_GOAL OF THE EXERCISE_
Lines below starting with the line with "Created utility into" and going on through the line with "-96,7 +96,7 @@" must be output exactly; the rest of the records must be left out.

= = = = = = =

PR #979, opened 2023-02-17
[#IOCIT-320] RedisSessionStorage can manage CF-assertionRef link for lollipop

BurnedMarshal:
#### List of Changes

Created utility into the `RedisSessionStorage` for reading, writing and deleting reference from user fiscal codes and assertionRefs for the lollipop protocol.

#### Motivation and Context

To be able to retrieve the key related to a user is needed the introduction of a new key on redis with the fiscalCode as key and the key thumbprint as value. The value has the algorithm used to calculate the thumbprint as prefix.

unit test

#### Types of changes

#### Checklist:

### DIFF
--- a/src/config.ts
+++ b/src/config.ts
@@ -251,6 +251,11 @@ log.info(
   IDP_METADATA_REFRESH_INTERVAL_SECONDS
 );
 
+// LolliPoP protocol configuration params
+export const DEFAULT_LOLLIPOP_ASSERTION_REF_DURATION = (3600 *
+  24 *
+  365 *
+  2) as Second; // 2y default assertionRef duration on redis cache
 export const LOLLIPOP_ALLOWED_USER_AGENTS = pipe(
   process.env.LOLLIPOP_ALLOWED_USER_AGENTS,
   PipeSeparatedListOf(SemverFromFromUserAgentString).decode,
@@ -260,6 +265,8 @@ export const LOLLIPOP_ALLOWED_USER_AGENTS = pipe(
     );
   })
 );
+
+// Spid/Cie Service Provider Config.
 export const serviceProviderConfig: IServiceProviderConfig = {
   IDPMetadataUrl: IDP_METADATA_URL,
   lollipopProviderConfig: pipe(
--- a/src/services/ISessionStorage.ts
+++ b/src/services/ISessionStorage.ts
@@ -96,7 +96,7 @@ export interface ISessionStorage {
    * @param user The AppUser value used to get the related fiscalCode
    */
   readonly delLollipopAssertionRefForUser: (
-    user: UserV5
+    fiscalCode: FiscalCode
   ) => Promise<Either<Error, boolean>>;
 
   /**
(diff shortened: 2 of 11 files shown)


src/config.ts
```diff
@@ -250,6 +250,11 @@ log.info(
   IDP_METADATA_REFRESH_INTERVAL_SECONDS
 );
 
+// LolliPoP protocol configuration params
+export const DEFAULT_LOLLIPOP_ASSERTION_REF_DURATION = (3600 *
```
fabriziopapi, line 254: why we never try to retrieve this conf from env?
If we want to protect this value and change it only via PR, maybe we can move it outside the config.ts

src/services/__tests__/redisSessionStorage.test.ts
```diff
@@ -1626,3 +1632,166 @@ describe("RedisSessionStorage#setPagoPaNoticeEmail", () => {
...
+    mockSet.mockImplementationOnce((_, __, ___, ____, callback) =>
+      callback(null, "OK")
+    );
+    const response = await sessionStorage.setLollipopAssertionRefForUser(
+      aValidUser,
+      anAssertionRef
+    );
+
+    expect(mockSet).toHaveBeenCalledTimes(1);
+    expect(mockSet.mock.calls[0][0]).toBe(`KEYS-${aValidUser.fiscal_code}`);
```
fabriziopapi, line 1689: IMHO the use of expect(mockSet).toHaveBeenCalledWith(...) is more readable.
All the test clase use the array-style access to mock calls, so maybe we can refactor it in another PR.

fabriziopapi (approved):
LGTM: only some minor comments.

src/config.ts
BurnedMarshal: IMHO is better doesn't have this parameters configurable from env to avoid inconsitency, for example values grater than the storage time limit for assertions. Other default values are defined in `config.ts` so for coherence I put in here the parameter.

src/services/__tests__/redisSessionStorage.test.ts
BurnedMarshal: Fixed in [4806789](https://github.com/pagopa/io-backend/pull/979/commits/48067895fb38ad7ac7ecfeb073d2f3ef0a2b0f8f)
Other tests refactory will be done on another PR

src/services/ISessionStorage.ts
```diff
@@ -66,6 +68,37 @@ export interface ISessionStorage {
     token: FIMSToken
   ) => Promise<Either<Error, Option<User>>>;
 
+  /**
+   * Retrieve the LolliPoP assertionRef related to an user
+   *
+   * @param user The AppUser value used to get the related fiscalCode
+   */
+  readonly getLollipopAssertionRefForUser: (
+    user: UserV5
```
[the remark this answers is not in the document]
BurnedMarshal: We want limitate the usage of this methods only when an user session is available or in creation (`UserV5` available). For the `del` operation instead we don't need a session and I've refactored with `fiscalCode` in [2a52f76](https://github.com/pagopa/io-backend/pull/979/commits/2a52f7627a0163f1a78e1e7e59ffcaba2a43db77)

gquadrati (approved):

AleDore (approved):
LGTM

= = = = = = =

_EXERCISE OUTPUT_
Created utility into the `RedisSessionStorage` for reading, writing and deleting reference from user fiscal codes and assertionRefs for the lollipop protocol.

#### Motivation and Context

To be able to retrieve the key related to a user is needed the introduction of a new key on redis with the fiscalCode as key and the key thumbprint as value. The value has the algorithm used to calculate the thumbprint as prefix.

unit test

#### Types of changes

#### Checklist:

### DIFF
--- a/src/config.ts
+++ b/src/config.ts
@@ -251,6 +251,11 @@ log.info(
   IDP_METADATA_REFRESH_INTERVAL_SECONDS
 );
 
+// LolliPoP protocol configuration params
+export const DEFAULT_LOLLIPOP_ASSERTION_REF_DURATION = (3600 *
+  24 *
+  365 *
+  2) as Second; // 2y default assertionRef duration on redis cache
 export const LOLLIPOP_ALLOWED_USER_AGENTS = pipe(
   process.env.LOLLIPOP_ALLOWED_USER_AGENTS,
   PipeSeparatedListOf(SemverFromFromUserAgentString).decode,
@@ -260,6 +265,8 @@ export const LOLLIPOP_ALLOWED_USER_AGENTS = pipe(
     );
   })
 );
+
+// Spid/Cie Service Provider Config.
 export const serviceProviderConfig: IServiceProviderConfig = {
   IDPMetadataUrl: IDP_METADATA_URL,
   lollipopProviderConfig: pipe(
--- a/src/services/ISessionStorage.ts
+++ b/src/services/ISessionStorage.ts
@@ -96,7 +96,7 @@ export interface ISessionStorage {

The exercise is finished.